*** Opening Supplied records ***
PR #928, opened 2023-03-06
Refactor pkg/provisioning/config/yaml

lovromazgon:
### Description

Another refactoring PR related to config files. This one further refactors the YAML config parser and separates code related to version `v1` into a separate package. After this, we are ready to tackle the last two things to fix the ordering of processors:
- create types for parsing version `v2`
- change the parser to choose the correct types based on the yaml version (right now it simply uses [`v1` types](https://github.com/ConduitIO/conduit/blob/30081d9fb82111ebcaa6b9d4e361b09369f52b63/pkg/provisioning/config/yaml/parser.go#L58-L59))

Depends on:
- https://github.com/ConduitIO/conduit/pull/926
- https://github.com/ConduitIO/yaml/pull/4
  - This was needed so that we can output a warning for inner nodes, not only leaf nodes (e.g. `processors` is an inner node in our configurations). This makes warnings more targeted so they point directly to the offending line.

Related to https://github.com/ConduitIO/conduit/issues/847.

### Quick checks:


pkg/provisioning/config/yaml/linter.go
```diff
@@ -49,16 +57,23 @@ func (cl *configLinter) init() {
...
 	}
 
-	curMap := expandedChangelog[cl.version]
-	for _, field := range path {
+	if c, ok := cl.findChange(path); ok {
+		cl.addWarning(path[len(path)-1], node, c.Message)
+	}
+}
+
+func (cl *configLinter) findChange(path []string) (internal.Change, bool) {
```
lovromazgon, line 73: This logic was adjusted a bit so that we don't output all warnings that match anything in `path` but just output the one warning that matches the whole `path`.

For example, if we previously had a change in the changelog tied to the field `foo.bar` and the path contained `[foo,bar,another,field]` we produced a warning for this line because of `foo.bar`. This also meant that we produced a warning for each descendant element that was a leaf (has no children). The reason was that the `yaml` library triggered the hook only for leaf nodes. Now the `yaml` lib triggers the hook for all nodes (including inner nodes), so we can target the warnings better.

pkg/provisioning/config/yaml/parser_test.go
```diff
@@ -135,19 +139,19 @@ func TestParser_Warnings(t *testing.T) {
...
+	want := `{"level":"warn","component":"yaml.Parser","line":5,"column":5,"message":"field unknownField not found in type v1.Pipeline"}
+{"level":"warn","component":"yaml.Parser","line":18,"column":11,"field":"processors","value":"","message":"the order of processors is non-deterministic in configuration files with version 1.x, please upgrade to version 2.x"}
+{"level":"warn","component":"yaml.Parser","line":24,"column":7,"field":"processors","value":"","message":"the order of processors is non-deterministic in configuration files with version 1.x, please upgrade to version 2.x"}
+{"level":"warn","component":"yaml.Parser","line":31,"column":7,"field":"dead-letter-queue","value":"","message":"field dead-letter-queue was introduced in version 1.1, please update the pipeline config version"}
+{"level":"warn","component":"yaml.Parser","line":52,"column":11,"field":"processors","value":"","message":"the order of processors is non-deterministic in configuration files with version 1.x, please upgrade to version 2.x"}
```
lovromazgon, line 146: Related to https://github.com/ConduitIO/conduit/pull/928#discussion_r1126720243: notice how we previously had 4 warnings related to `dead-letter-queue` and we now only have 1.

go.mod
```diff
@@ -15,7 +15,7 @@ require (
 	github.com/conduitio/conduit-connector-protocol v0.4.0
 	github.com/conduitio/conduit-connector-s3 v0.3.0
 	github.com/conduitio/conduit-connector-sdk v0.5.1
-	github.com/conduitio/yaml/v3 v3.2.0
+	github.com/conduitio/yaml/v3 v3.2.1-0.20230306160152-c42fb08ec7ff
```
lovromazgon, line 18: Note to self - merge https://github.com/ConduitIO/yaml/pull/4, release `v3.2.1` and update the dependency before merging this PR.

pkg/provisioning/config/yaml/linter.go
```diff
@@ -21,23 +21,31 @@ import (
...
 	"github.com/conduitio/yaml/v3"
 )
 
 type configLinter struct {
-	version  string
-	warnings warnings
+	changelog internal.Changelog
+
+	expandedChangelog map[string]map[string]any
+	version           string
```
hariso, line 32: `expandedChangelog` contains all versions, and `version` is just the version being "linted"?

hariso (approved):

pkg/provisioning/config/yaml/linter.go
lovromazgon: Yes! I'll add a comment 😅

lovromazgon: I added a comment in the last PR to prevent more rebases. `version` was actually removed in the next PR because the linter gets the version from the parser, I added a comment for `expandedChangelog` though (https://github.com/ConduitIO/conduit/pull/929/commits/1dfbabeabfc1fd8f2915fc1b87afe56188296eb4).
*** Closing Supplied records ***
== Required work ==
Give back every line of the data exactly as it was written.

== Output for this exercise ==
PR #928, opened 2023-03-06
Refactor pkg/provisioning/config/yaml

lovromazgon:
### Description

Another refactoring PR related to config files. This one further refactors the YAML config parser and separates code related to version `v1` into a separate package. After this, we are ready to tackle the last two things to fix the ordering of processors:
- create types for parsing version `v2`
- change the parser to choose the correct types based on the yaml version (right now it simply uses [`v1` types](https://github.com/ConduitIO/conduit/blob/30081d9fb82111ebcaa6b9d4e361b09369f52b63/pkg/provisioning/config/yaml/parser.go#L58-L59))

Depends on:
- https://github.com/ConduitIO/conduit/pull/926
- https://github.com/ConduitIO/yaml/pull/4
  - This was needed so that we can output a warning for inner nodes, not only leaf nodes (e.g. `processors` is an inner node in our configurations). This makes warnings more targeted so they point directly to the offending line.

Related to https://github.com/ConduitIO/conduit/issues/847.

### Quick checks:


pkg/provisioning/config/yaml/linter.go
```diff
@@ -49,16 +57,23 @@ func (cl *configLinter) init() {
...
 	}
 
-	curMap := expandedChangelog[cl.version]
-	for _, field := range path {
+	if c, ok := cl.findChange(path); ok {
+		cl.addWarning(path[len(path)-1], node, c.Message)
+	}
+}
+
+func (cl *configLinter) findChange(path []string) (internal.Change, bool) {
```
lovromazgon, line 73: This logic was adjusted a bit so that we don't output all warnings that match anything in `path` but just output the one warning that matches the whole `path`.

For example, if we previously had a change in the changelog tied to the field `foo.bar` and the path contained `[foo,bar,another,field]` we produced a warning for this line because of `foo.bar`. This also meant that we produced a warning for each descendant element that was a leaf (has no children). The reason was that the `yaml` library triggered the hook only for leaf nodes. Now the `yaml` lib triggers the hook for all nodes (including inner nodes), so we can target the warnings better.

pkg/provisioning/config/yaml/parser_test.go
```diff
@@ -135,19 +139,19 @@ func TestParser_Warnings(t *testing.T) {
...
+	want := `{"level":"warn","component":"yaml.Parser","line":5,"column":5,"message":"field unknownField not found in type v1.Pipeline"}
+{"level":"warn","component":"yaml.Parser","line":18,"column":11,"field":"processors","value":"","message":"the order of processors is non-deterministic in configuration files with version 1.x, please upgrade to version 2.x"}
+{"level":"warn","component":"yaml.Parser","line":24,"column":7,"field":"processors","value":"","message":"the order of processors is non-deterministic in configuration files with version 1.x, please upgrade to version 2.x"}
+{"level":"warn","component":"yaml.Parser","line":31,"column":7,"field":"dead-letter-queue","value":"","message":"field dead-letter-queue was introduced in version 1.1, please update the pipeline config version"}
+{"level":"warn","component":"yaml.Parser","line":52,"column":11,"field":"processors","value":"","message":"the order of processors is non-deterministic in configuration files with version 1.x, please upgrade to version 2.x"}
```
lovromazgon, line 146: Related to https://github.com/ConduitIO/conduit/pull/928#discussion_r1126720243: notice how we previously had 4 warnings related to `dead-letter-queue` and we now only have 1.

go.mod
```diff
@@ -15,7 +15,7 @@ require (
 	github.com/conduitio/conduit-connector-protocol v0.4.0
 	github.com/conduitio/conduit-connector-s3 v0.3.0
 	github.com/conduitio/conduit-connector-sdk v0.5.1
-	github.com/conduitio/yaml/v3 v3.2.0
+	github.com/conduitio/yaml/v3 v3.2.1-0.20230306160152-c42fb08ec7ff
```
lovromazgon, line 18: Note to self - merge https://github.com/ConduitIO/yaml/pull/4, release `v3.2.1` and update the dependency before merging this PR.

pkg/provisioning/config/yaml/linter.go
```diff
@@ -21,23 +21,31 @@ import (
...
 	"github.com/conduitio/yaml/v3"
 )
 
 type configLinter struct {
-	version  string
-	warnings warnings
+	changelog internal.Changelog
+
+	expandedChangelog map[string]map[string]any
+	version           string
```
hariso, line 32: `expandedChangelog` contains all versions, and `version` is just the version being "linted"?

hariso (approved):

pkg/provisioning/config/yaml/linter.go
lovromazgon: Yes! I'll add a comment 😅

lovromazgon: I added a comment in the last PR to prevent more rebases. `version` was actually removed in the next PR because the linter gets the version from the parser, I added a comment for `expandedChangelog` though (https://github.com/ConduitIO/conduit/pull/929/commits/1dfbabeabfc1fd8f2915fc1b87afe56188296eb4).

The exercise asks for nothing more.